Give only the number of lines in the data that include the string "Unicode".

(Beginning of EXERCISE INPUT)

PR #1368, opened 2019-01-10
1288/more users per token

cornelinux:


migrations/versions/48ee74b8a7c8_.py
```diff
@@ -0,0 +1,141 @@
...
+
+            to = TokenOwner(token_id=token.id, user_id=token.user_id,
+                            resolver=token.resolver, resolver_type=token.resolver_type,
+                            realm_id=realm_id)
+            session.add(to)
+        session.commit()
+
+    except Exception as exx:
+        print("Failed to migrate token assignment data!")
+        print (exx)
```
fredreichbier: This should probably also drop the unused columns from ``Token``, if the data has been migrated successfully.

privacyidea/lib/tokenclass.py
```diff
@@ -190,9 +190,9 @@ def set_user(self, user, report=None):
         :return: None
         """
         (uid, resolvertype, resolvername) = user.get_user_identifiers()
-        self.token.resolver = resolvername
-        self.token.resolver_type = resolvertype
-        self.token.user_id = uid
+        r = TokenOwner(token_id=self.token.id,
+                       user_id=uid, resolver=resolvername,
+                       resolver_type=resolvertype, realmname=user.realm).save()
```
fredreichbier: Hm, what happens if the token already has a user? In the old behavior, the user was just overwritten. I think here, the token would be assigned a second user?

privacyidea/models.py
```diff
@@ -204,25 +205,27 @@ def __init__(self, serial, tokentype=u"",
...
             tr = TokenRealm(realm_id=realm_id, token_id=token_id)
             if tr:
                 db.session.add(tr)
+
+            # get type of resolver
+            res_type = Resolver.query.filter_by(name=resolver).first().rtype
+            to = TokenOwner(token_id=token_id, user_id=userid, resolver=resolver, resolver_type=res_type,
+                            realm_id=realm_id)
+            if to:
+                db.session.add(to)
```
fredreichbier: Could it ever be the case that ``to`` is false-y?

privacyidea/models.py
```diff
@@ -482,14 +485,13 @@ def get(self, key=None, fallback=None, save=False):
...
-        else:
-            return fallback
-    
+        td = self.get_vars(save=save)
+        return td.get(key, fallback)
+
     @log_with(log)
     def get_vars(self, save=False):
         log.debug('get_vars()')
+        tokenowner = self.owners.first()
```
fredreichbier: I think ``token.owners.first()`` is used at so many places that it would be warranted to add a property to ``Token`` named ``first_owner``, which could be used instead. What do you think?

privacyidea/models.py
```diff
@@ -1050,9 +1052,69 @@ def __init__(self, resolver_id=None, realm_id=None,
...
+        :param resolver_type: The type of the resolver
+        :param realm_id: The database ID of the realm
+        :param realmname: The alternate name of realm
+        """
+        if realm_id:
+            self.realm_id = realm_id
+        elif realmname:
+            r = Realm.query.filter_by(name=realmname).first()
+            self.realm_id = r.id
+        if token_id:
```
fredreichbier: Are there databases for which the ID of the first generated token would be ``0``? If yes, we should change the default argument value to ``None`` and check ``token_id is not None`` here.

cornelinux:
Sounds fair to me. The *association* alredy seems to exist since version 1.0.x.
I could create  a 2nd pull request with the assosiation and we could check how they compare in regards to code and performance...?

privacyidea/models.py
cornelinux: I am not sure. It might be if some constraints of the tokenowner table are not met. (doublicate entry).
At a first glance it looks like you are problably right.
For certain reasons we use this way of code at several places - especially since ``db.session.add(None)`` would raise an exception.

privacyidea/models.py
cornelinux: You are right.

Will change this.

fredreichbier:
Just for the record, I don't think we can use associations in this case because users are not organized in a table -- so nothing to do in this regard :-)

Regarding performance costs: I did some very quick benchmarks, 1000 authentication requests for varying users in a LDAP resolver. The ``TokenOwner`` table didn't seem to have any noticeable negative impact on performance. On the contrary, privacyIDEA was actually able to handle more requests per second, which is kind of weird. Maybe it's due to my not-so-scientific experimental setup.

```
$ cat without-tokenowner.txt 
Transactions:		        1000 hits
Availability:		      100.00 %
Elapsed time:		      781.34 secs
Data transferred:	        0.88 MB
Response time:		        0.78 secs
Transaction rate:	        1.28 trans/sec
Throughput:		        0.00 MB/sec
Concurrency:		        1.00
Successful transactions:        1000
Failed transactions:	           0
Longest transaction:	        1.93
Shortest transaction:	        0.20
$ cat with-tokenowner.txt 
Transactions:		        1000 hits
Availability:		      100.00 %
Elapsed time:		      738.95 secs
Data transferred:	        0.86 MB
Response time:		        0.74 secs
Transaction rate:	        1.35 trans/sec
Throughput:		        0.00 MB/sec
Concurrency:		        1.00
Successful transactions:        1000
Failed transactions:	           0
Longest transaction:	        1.92
Shortest transaction:	        0.06
```

privacyidea/models.py
```diff
@@ -1050,9 +1052,69 @@ def __init__(self, resolver_id=None, realm_id=None,
...
+class TokenOwner(MethodsMixin, db.Model):
+    """
+    This tables stores the owner of a token.
+    A token can be assigned to several users.
+    """
+    __tablename__ = 'tokenowner'
+    id = db.Column(db.Integer(), Sequence("tokenowner_seq"), primary_key=True,
+                   nullable=True)
+    token_id = db.Column(db.Integer(), db.ForeignKey('token.id'))
+    token = db.relationship('Token', lazy='joined', backref='token_list')
```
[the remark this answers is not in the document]
cornelinux: I understand, will look into this and remove it.

privacyidea/models.py
```diff
@@ -185,7 +185,8 @@ class Token(MethodsMixin, db.Model):
     info = db.relationship('TokenInfo',
                            lazy='dynamic',
                            backref='info')
-        
+    owners = db.relationship('TokenOwner', lazy='dynamic', backref='owners')
```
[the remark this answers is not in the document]
cornelinux: ok, will to and adapt.

privacyidea/models.py
```diff
@@ -1050,9 +1052,69 @@ def __init__(self, resolver_id=None, realm_id=None,
...
+    This tables stores the owner of a token.
+    A token can be assigned to several users.
+    """
+    __tablename__ = 'tokenowner'
+    id = db.Column(db.Integer(), Sequence("tokenowner_seq"), primary_key=True,
+                   nullable=True)
+    token_id = db.Column(db.Integer(), db.ForeignKey('token.id'))
+    token = db.relationship('Token', lazy='joined', backref='token_list')
+    resolver = db.Column(db.Unicode(120), default=u'', index=True)
+    resolver_type = db.Column(db.Unicode(120), default=u'')
```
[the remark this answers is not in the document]
cornelinux: I will look into this. 
Well, it will not break anything ;-)

migrations/versions/48ee74b8a7c8_.py
cornelinux: OK, I addressed this thing in 72f79b2e

privacyidea/models.py
cornelinux: Done in 65cf90e8

privacyidea/models.py
cornelinux: done in 0d1b013f

privacyidea/models.py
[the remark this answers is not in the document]
cornelinux: backrefs naming fixed in b82765e9

privacyidea/models.py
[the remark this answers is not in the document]
cornelinux: backrefs naming fixed in b82765e9

privacyidea/models.py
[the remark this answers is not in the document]
cornelinux: I checked this and I was able to remove the resolver_type.
It was never read from the database...

Done in 0cbffc5a

privacyidea/models.py
```diff
@@ -1050,9 +1052,69 @@ def __init__(self, resolver_id=None, realm_id=None,
...
+    user_id = db.Column(db.Unicode(320), default=u'', index=True)
+    realm_id = db.Column(db.Integer(), db.ForeignKey('realm.id'))
+    realm = db.relationship('Realm', lazy='joined', backref='realm_list')
```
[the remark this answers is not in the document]
cornelinux: I renamted this to "tokenowner". Not quite sure, in which commit.

Well, the only question remains, what we really should do with the *laziness*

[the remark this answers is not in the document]
cornelinux: I think Lazy loading (lazy='select' https://docs.sqlalchemy.org/en/latest/orm/loading_relationships.html) is good if
1. you usually do not need the relation or need it later or
2. if you related object is very big.

The lazy=select issues a 2nd select statement for the relation. It many cases it is probably better to jave *one* joines select statement than 2 select statements.

So we need to look at, where we need the relationship immediately or where we need the relationship later - we have no *big* object (So this reason for lazy loading does not count).

# class Token

*info* and *owner*. I think we *mostly* need the additional tokeninfo and we *always* need the owner of the token, if we are handling with tokens.
So my guess would be to change these two
https://github.com/privacyidea/privacyidea/blob/1288/more-users-per-token/privacyidea/models.py#L180
https://github.com/privacyidea/privacyidea/blob/1288/more-users-per-token/privacyidea/models.py#L184
actually to 'joined'.

# TokenInfo

oups, we have a double realtion here, 
https://github.com/privacyidea/privacyidea/blob/1288/more-users-per-token/privacyidea/models.py#L642
although we only have an 1:m relation (one token, many attributes)
But also in this case, I would prefer a 'joined' laziness.
I will check, if we can drop the info in the Token.

# Resolver / ResolverConfig

https://github.com/privacyidea/privacyidea/blob/1288/more-users-per-token/privacyidea/models.py#L921
https://github.com/privacyidea/privacyidea/blob/1288/more-users-per-token/privacyidea/models.py#L960token/privacyidea/models.py#L921

Here we also have a probably unnessary double relation.
But this needs to be joined, since a resolver is never used without its config.

# ResolverRealm

is used for the n:m relation to bind any possible resolver to any possible realm.
https://github.com/privacyidea/privacyidea/blob/1288/more-users-per-token/privacyidea/models.py#L1019
https://github.com/privacyidea/privacyidea/blob/1288/more-users-per-token/privacyidea/models.py#L1024

To my understanding it is always neccessary to do a joined laziness.

# TokenOwner

I am not sure, if we always need the realm, when we want to find, which user belongs to a token.
https://github.com/privacyidea/privacyidea/blob/1288/more-users-per-token/privacyidea/models.py#L1068

Usually we get the user and want to find his tokens, so we should take a look at the ``get_tokens(user)``.
But from a data size perspective, this join would not hurt, since the realm is only a name.

# TokenRealm

https://github.com/privacyidea/privacyidea/blob/1288/more-users-per-token/privacyidea/models.py#L1126
https://github.com/privacyidea/privacyidea/blob/1288/more-users-per-token/privacyidea/models.py#L1130

This connects any token to any realm.
I am not sure, if this needs to be joined. At a first glance it looks like this information is not necessariely needed durch authentication. The realm would already be available via the tokenowner.

# Eventhandler

https://github.com/privacyidea/privacyidea/blob/1288/more-users-per-token/privacyidea/models.py#L1656
https://github.com/privacyidea/privacyidea/blob/1288/more-users-per-token/privacyidea/models.py#L1660
https://github.com/privacyidea/privacyidea/blob/1288/more-users-per-token/privacyidea/models.py#L1770
https://github.com/privacyidea/privacyidea/blob/1288/more-users-per-token/privacyidea/models.py#L1818

Eventhandler depend on the configuration and conditions.
So we should fetch all information from the start in a joined laziness.

# Periodic Tasks

https://github.com/privacyidea/privacyidea/blob/1288/more-users-per-token/privacyidea/models.py#L2615
https://github.com/privacyidea/privacyidea/blob/1288/more-users-per-token/privacyidea/models.py#L2618

You say ;-)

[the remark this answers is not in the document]
cornelinux: We should define a nice test scenario for investigating this.
But we might also put the question of laziness into another issue and PR.

privacyidea/lib/token.py
```diff
@@ -191,23 +191,29 @@ def _create_token_query(tokentype=None, realm=None, assigned=None, user=None,
                                           TokenRealm.token_id ==
                                           Token.id)).distinct()
 
-    if resolver is not None and resolver.strip("*"):
+    stripped_resolver = None if resolver is None else resolver.strip("*")
+    stripped_userid = None if userid is None else userid.strip("*")
+    if stripped_userid or stripped_resolver:
+        # Join the search with the token owner
+        sql_query = sql_query.filter(TokenOwner.token_id == Token.id)
```
fredreichbier: This will result in duplicate comparisons in the WHERE clauses if we, for example, pass a ``resolver`` *and* ``assigned=True``:
```python
>>> get_tokens(resolver='passwd', assigned=True)
```
emits
```sql
SELECT ...
FROM token, tokenowner 
WHERE token.id = tokenowner.token_id AND tokenowner.token_id = token.id AND tokenowner.resolver = ?
```
... but even though it looks weird, it works, so I guess this is OK for now.

privacyidea/lib/token.py
```diff
@@ -732,15 +740,14 @@ def get_all_token_users():
...
-        if tokenobject.token.user_id and len(user_info) == 0:
-            user_info['username'] = u'/:no user info:/'
+            if len(user_info) == 0:
+                user_info['username'] = u'/:no user info:/'
 
-        if user_info:
-            tokens[tokenobject.token.serial] = user_info
+        tokens[tokenobject.token.serial] = user_info
 
     return tokens
```
fredreichbier: I was curious because I didn't encounter ``get_all_tokens_users`` before :-) It seems it is only used in the tests. Likewise, ``get_user_info`` is only used by ``get_all_tokens_users`` and in the tests. What do you think about removing them?

privacyidea/lib/token.py
```diff
@@ -1771,15 +1779,15 @@ def copy_token_user(serial_from, serial_to):
...
     tokenobject_to = get_one_token(serial=serial_to)
-    user_id = tokenobject_from.token.user_id
-    resolver = tokenobject_from.token.resolver
-    resolver_type = tokenobject_from.token.resolver_type
-    tokenobject_to.set_user_identifiers(user_id, resolver,
-                                                resolver_type)
+    TokenOwner(token_id=tokenobject_to.token.id,
+               user_id=tokenobject_from.token.first_owner.user_id,
+               realm_id=tokenobject_from.token.first_owner.realm_id,
+               resolver=tokenobject_from.token.first_owner.resolver).save()
```
fredreichbier: If I understand correctly, if ``tokenobject_to`` had an owner before the copy operation, it will have two owners after the copy operation. I guess we should first unassign ``tokenobject_to`` to rule out that case?

privacyidea/lib/tokenclass.py
```diff
@@ -190,9 +190,9 @@ def set_user(self, user, report=None):
         :return: None
         """
         (uid, resolvertype, resolvername) = user.get_user_identifiers()
-        self.token.resolver = resolvername
-        self.token.resolver_type = resolvertype
-        self.token.user_id = uid
+        r = TokenOwner(token_id=self.token.id,
```
fredreichbier: I'm not so happy about this function because we change its meaning:
Before: ``set_user`` causes ``user`` to be the only owner of the token.
After: ``set_user`` causes ``user`` to be added as an owner of the token.

Even though we have the implicit precondition that we only call ``set_user`` if the token has no user, I would prefer to have one of the following safeguards here:
* We could rename the function to ``add_owner`` to make its meaning clear.
* We could assert that the token is unassigned and throw an error otherwise.
* We could unassign all current owners of the token.

What do you think?

privacyidea/lib/tokenclass.py
```diff
@@ -205,30 +205,25 @@ def user(self):
...
-            username = get_username(self.token.user_id, self.token.resolver)
-            rlist = self.token.realm_list
-            # FIXME: What if the token has more than one realm assigned?
-            if len(rlist) == 1:
-                realmname = rlist[0].realm.name
-            if username and realmname:
-                user_object = User(login=username,
-                                   resolver=self.token.resolver,
-                                   realm=realmname)
+        user_object = User()
```
fredreichbier: Hm, we change the return value of this function in case the token has no owner. Before, we returned ``None``, now we return the empty user object. Is this intentional?

privacyidea/models.py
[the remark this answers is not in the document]
cornelinux: THere are a lot of comment/conversations. Could you please resolver the conversation? Thanks.

privacyidea/models.py
```diff
@@ -204,25 +201,29 @@ def __init__(self, serial, tokentype=u"",
...
+            # We can not create the tokenrealm-connection and owner-connection, yet
             # since we need to token_id.
             token_id = self.save()
             realm_id = Realm.query.filter_by(name=realm).first().id
             tr = TokenRealm(realm_id=realm_id, token_id=token_id)
             if tr:
                 db.session.add(tr)
+
+            # get type of resolver
+            res_type = Resolver.query.filter_by(name=resolver).first().rtype
```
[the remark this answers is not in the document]
cornelinux: Will do

privacyidea/models.py
```diff
@@ -204,25 +201,29 @@ def __init__(self, serial, tokentype=u"",
...
+            to = TokenOwner(token_id=token_id, user_id=userid, resolver=resolver, realm_id=realm_id)
+            if to:
+                db.session.add(to)
+
+            if tr or to:
                 db.session.commit()
+
+    @property
+    def first_owner(self):
+        return self.owners.first()
```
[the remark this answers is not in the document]
cornelinux: No, I don't think so.
We would have to revert this.
After the migration there is no token that can have two owners. I want to add the possibility for multiple owners very quickly, like 3.1.

migrations/versions/48ee74b8a7c8_.py
cornelinux: What happend to this f* PR?
I can not comment on your comment. (now I can) :-(
Well, a file would be nice, but on the other hand, the admin created a backup, right?
To which file should this be dumped?

privacyidea/models.py
```diff
@@ -1050,9 +1052,66 @@ def __init__(self, resolver_id=None, realm_id=None,
...
+    """
+    __tablename__ = 'tokenowner'
+    id = db.Column(db.Integer(), Sequence("tokenowner_seq"), primary_key=True,
+                   nullable=True)
+    token_id = db.Column(db.Integer(), db.ForeignKey('token.id'))
+    resolver = db.Column(db.Unicode(120), default=u'', index=True)
+    user_id = db.Column(db.Unicode(320), default=u'', index=True)
+    realm_id = db.Column(db.Integer(), db.ForeignKey('realm.id'))
+    # This creates an attribute "tokenowner" in the realm objects
+    realm = db.relationship('Realm', lazy='joined', backref='tokenowner')
```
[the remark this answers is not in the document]
cornelinux: will do 2019-02-14 ;-)

privacyidea/models.py
```diff
@@ -1050,9 +1052,66 @@ def __init__(self, resolver_id=None, realm_id=None,
...
 
 
+class TokenOwner(MethodsMixin, db.Model):
+    """
+    This tables stores the owner of a token.
+    A token can be assigned to several users.
+    """
+    __tablename__ = 'tokenowner'
+    id = db.Column(db.Integer(), Sequence("tokenowner_seq"), primary_key=True,
+                   nullable=True)
```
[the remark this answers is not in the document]
cornelinux: will do 2019-02-14 ;-)

privacyidea/lib/token.py
```diff
@@ -177,9 +177,9 @@ def _create_token_query(tokentype=None, realm=None, assigned=None, user=None,
     if assigned is not None:
         # filter if assigned or not
         if assigned is False:
-            sql_query = sql_query.filter(Token.user_id == "")
+            sql_query = sql_query.filter(Token.owners == None)
```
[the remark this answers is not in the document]
cornelinux: I have not seen ``~Token.owners.any()`` before.

privacyidea/lib/tokenclass.py
cornelinux: I think yes. Because it allows calling functions to handle things better, since they always get a user object.

privacyidea/lib/token.py
cornelinux: This was intended also for subscription purposes or statistics purposes, like "how many tokens with users are there"?

It could be that it was used and the use case was changed a bit.
It could however be, that it could be used again...?

So I am a bit hesitant to remove this. (Although it usually makes no sense to have unused code)

privacyidea/lib/token.py
cornelinux: I think this would be half of  the intented behaviour.
I would actually expect to copy *all* users of the old token to the new token and then the new token have the old users and the new users.

Currently this function is only used in *losttoken*, where the destination token does not have any users anyways.

The destination token loosing all the existing users would not be the expected behaviour. After all it is ``copy_token_users`` and not ``replace_token_users``.

privacyidea/lib/tokenclass.py
cornelinux: Again from an expectation level of the naming of the method I agree.

In the long run I think it makes sense to have a function ``add_user`` and ``set_user``.
Guess, what each function would be doing! ;-)
So I will rename this method to ``add_user``.

Will do 2019-02-14

privacyidea/lib/token.py
fredreichbier: I think the copying behavior instead of replacing makes total sense, once we allow a token to have multiple owners. :-)
Right now, however, ``copy_token_users`` it is also used in the ``/token/copyuser`` endpoint. With this PR, if I do
```
$ http POST http://localhost:5000/token/copyuser from=OATH0001E293 to=OATH0003E7E7 PI-Authorization:$TOKEN
```
the token ``OATH0003E7E7`` actually has two owners:
```python
>>> get_one_token(serial="OATH0003E7E7").token.owners.all()
[<TokenOwner 5>, <TokenOwner 6>]
```
so I think it makes more sense to have ``copy_token_users`` *replace* the owner of the destination token.

privacyidea/lib/subscriptions.py
```diff
@@ -82,10 +82,9 @@ def get_users_with_active_tokens():
     :return: Number of users
     :rtype: int
     """
-    from privacyidea.models import Token
-    sql_query = Token.query.with_entities(Token.resolver,
-                                          Token.user_id).filter(Token.active == True,
-                                                                Token.user_id != "").distinct()
+    from privacyidea.models import Token, TokenOwner
+    sql_query = TokenOwner.query.with_entities(TokenOwner.resolver, TokenOwner.user_id)
+    sql_query = sql_query.filter(Token.active == True).distinct()
```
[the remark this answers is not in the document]
cornelinux: Will do 2019-02-14

   add .filter(Token.id == TokenOwner.token_id)

privacyidea/lib/token.py
cornelinux: In subscriptions.py we have get_users_with_active_tokens.

I will remove this! (both)

privacyidea/lib/token.py
cornelinux: OK, will do. (Since /token/assign) also only allows to assign a token without a user.
The old user will be removed (although usually there will never be an old user;)
(Dont forget to add a TODO/FIXME for Version 3.1)

Will do  2019-02-14

privacyidea/lib/tokenclass.py
cornelinux: Will do 2019-02-14

privacyidea/models.py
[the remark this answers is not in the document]
cornelinux: done in d7dabaae

privacyidea/models.py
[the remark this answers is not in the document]
cornelinux: done in d7dabaae

privacyidea/models.py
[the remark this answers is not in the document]
cornelinux: done in d7dabaae

privacyidea/lib/subscriptions.py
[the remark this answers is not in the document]
cornelinux: done in d7dabaae

privacyidea/lib/token.py
cornelinux: done in 2ae64abf

privacyidea/lib/tokenclass.py
cornelinux: done in 49f1ac75

privacyidea/lib/tokenclass.py
cornelinux: done in 49f1ac75

privacyidea/lib/token.py
cornelinux: done in 49f1ac75

migrations/versions/48ee74b8a7c8_.py
```diff
@@ -0,0 +1,154 @@
...
+        op.create_table('tokenowner',
+        sa.Column('id', sa.Integer()),
+        sa.Column('token_id', sa.Integer(), nullable=True),
+        sa.Column('resolver', sa.Unicode(length=120), nullable=True),
+        sa.Column('user_id', sa.Unicode(length=320), nullable=True),
+        sa.Column('realm_id', sa.Integer(), nullable=True),
+        sa.ForeignKeyConstraint(['realm_id'], ['realm.id'], ),
+        sa.ForeignKeyConstraint(['token_id'], ['token.id'], ),
+        sa.PrimaryKeyConstraint('id')
+        )
```
fredreichbier: Sorry, one last thing: Should we create this table with ``mysql_row_format="DYNAMIC"``? Like for the periodic task tables?
https://github.com/privacyidea/privacyidea/blob/466d562db1167b7e4a8ed2dcf5ff420bf9af5d44/migrations/versions/2c9430cfc66b_.py#L30

plettich: if the total number of characters in a row exceeds 768 we need this setting.
As of [mysql 5.7.9](https://dev.mysql.com/doc/refman/5.6/en/glossary.html#glos_dynamic_row_format) and [mariadb 10.1.32/10.2.2](https://mariadb.com/kb/en/library/innodb-system-variables/#innodb_default_row_format) the `DYNAMIC` row format is the default.

fredreichbier: Thanks! Then I guess we don't really need to set it explicitly, because the table is fairly small.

(End of EXERCISE INPUT)

-- SOLUTION --
7